I’m a HUGE fan of Macrium Reflect. Available in both free and for-a-fee forms, I’m convinced it’s the best Windows image backup tool available today. Disclosure: I run both free and fee-based versions, and own a Home 4-Pack license that I upgrade as new versions are released. I was reminded to choose Reflect backup drives carefully yesterday, when I targeted an older USB 3 drive with mSATA SSD devices under its hood. Let me explain…
Why Say: Choose Reflect Backup Drives Carefully?
Because the read and write speeds of the underlying device and the speed of the channel (USB 3.1 in my case here) matter. In fact, they strongly affect the time it takes to complete a whole-image backup. In targeting an mSATA device that backup took nearly 40 minutes to complete.
I’m making the same backup right now, and targeting a PCIe x3 NVMe SSD in a Sabrent USB-C enclosure right now. As you can see from the lead-in graphic, Macrium Reflect currently guesstimates it will take 19 minutes to complete. That’s just over 50% faster than the mSATA number, or about 20 minutes overall.
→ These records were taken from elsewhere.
Issue #402, opened 2019-04-01
Allow support for saving molecule's 2D image from viewer.html


K7S3:
Currently, the viewer(http://3dmol.csb.pitt.edu/viewer.html) does not have an option to save the molecule as a png/jpg file.
Why is this useful? People who would want to use these images on their slides/ documents would find it very helpful to have it as a PNG file.

PR #408, opened 2019-04-05
Added functionality 'save as PNG' in viewer.html

K7S3:
Solves issue #402 
Remove unnecessary *Render* button.
Added *Save as PNG* option. 
Screenshots:
3dmol(2)
Screenshot from 2019-04-05 22-28-49

### DIFF
--- a/npm-debug.log
+++ b/npm-debug.log
@@ -1,0 +1,11035 @@
+78039 silly preinstall rc@1.2.8 /home/keshavan/3Dmol.js/node_modules/.staging/rc-0185acd3
+78040 info lifecycle rc@1.2.8~preinstall: rc@1.2.8
+78041 silly preinstall path-exists@2.1.0 /home/keshavan/3Dmol.js/node_modules/.staging/path-exists-eb1827ff
+78042 info lifecycle path-exists@2.1.0~preinstall: path-exists@2.1.0
+78043 silly preinstall find-up@1.1.2 /home/keshavan/3Dmol.js/node_modules/.staging/find-up-c0f7f6d2
+78044 info lifecycle find-up@1.1.2~preinstall: find-up@1.1.2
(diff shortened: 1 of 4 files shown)


K7S3:
@dkoes The first part that is 'save as PNG' can be merged, I don't think there are any problems with that.
The second part "documentation to math routines": To check this view this file instead of going through every commit: https://github.com/3dmol/3Dmol.js/blob/40643f3059538ecb74dfe88d04523a13ca68f868/math-routines.md

K7S3:
@dkoes do we need to have separate files of documentation for each class or just having all of them in one is better?

K7S3:
@dkoes can you send an example(existing documentation)

dkoes:
Look at any public function in the existing code.  For example:
```
        
        /**
         * Set lower and upper limit stops for zoom.
         * 
         * @function $3Dmol.GLViewer#setZoomLimits
         * @param {lower} - limit on zoom in (positive number).  Default 0.
         * @param {upper} - limit on zoom out (positive number).  Default infinite.
         * @example
          $.get("data/set1_122_complex.mol2", function(moldata) {
                var m = viewer.addModel(moldata);
                viewer.setStyle({stick:{colorscheme:"Jmol"}});
                viewer.setZoomLimits(100,200);
                viewer.zoomTo();
                viewer.zoom(10); //will not zoom all the way
                viewer.render();
            });
     */
        this.setZoomLimits = function(lower, upper) {
            if(typeof(lower) !== 'undefined') config.lowerZoomLimit = lower;
            if(upper) config.upperZoomLimit = upper;
            rotationGroup.position.z = adjustZoomToLimits(rotationGroup.position.z);
            show();
        };
```

K7S3:
@dkoes I will change it accordingly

If such a task is running in the background, and can complete whenever it’s done, that doesn’t matter much. But if, as in my case, I was waiting on completion to do something else, it matters a lot.
And There’s More…
While watching the NVMe and mSATA image backups proceed, I noticed another difference. The transfer rate for the two backups not only differed but so did their variability. The NVMe device kept getting faster as it proceeded. It ranged from a low of 1.1 Gbps to a high of 1.8 Gbps. The mSATA device started out at around 600 Mbps, It dropped as low as 220 Mbps, and as high as 1.0 Gbps during the course of the backup process.
Upon completion, Reflect also shared other stats worth noting. The overall read rate for the mSATA device was reported at 1.6 Gbps, while its write rate came in at a less stellar 550 Mbps. On the NVMe device, the overall read rate was 6.6 Gbps, and the write rate 1.9 Gbps. That’s a BIG difference, and explains the title for this story. Yes, these numbers appear inflated because they take compression into account. But those are the numbers that Reflect reports, and they do underscore the importance of device read/write speeds.
Note: Actual time for the NVMe backup was 19:31, while actual time for the mSATA backup was 39:52.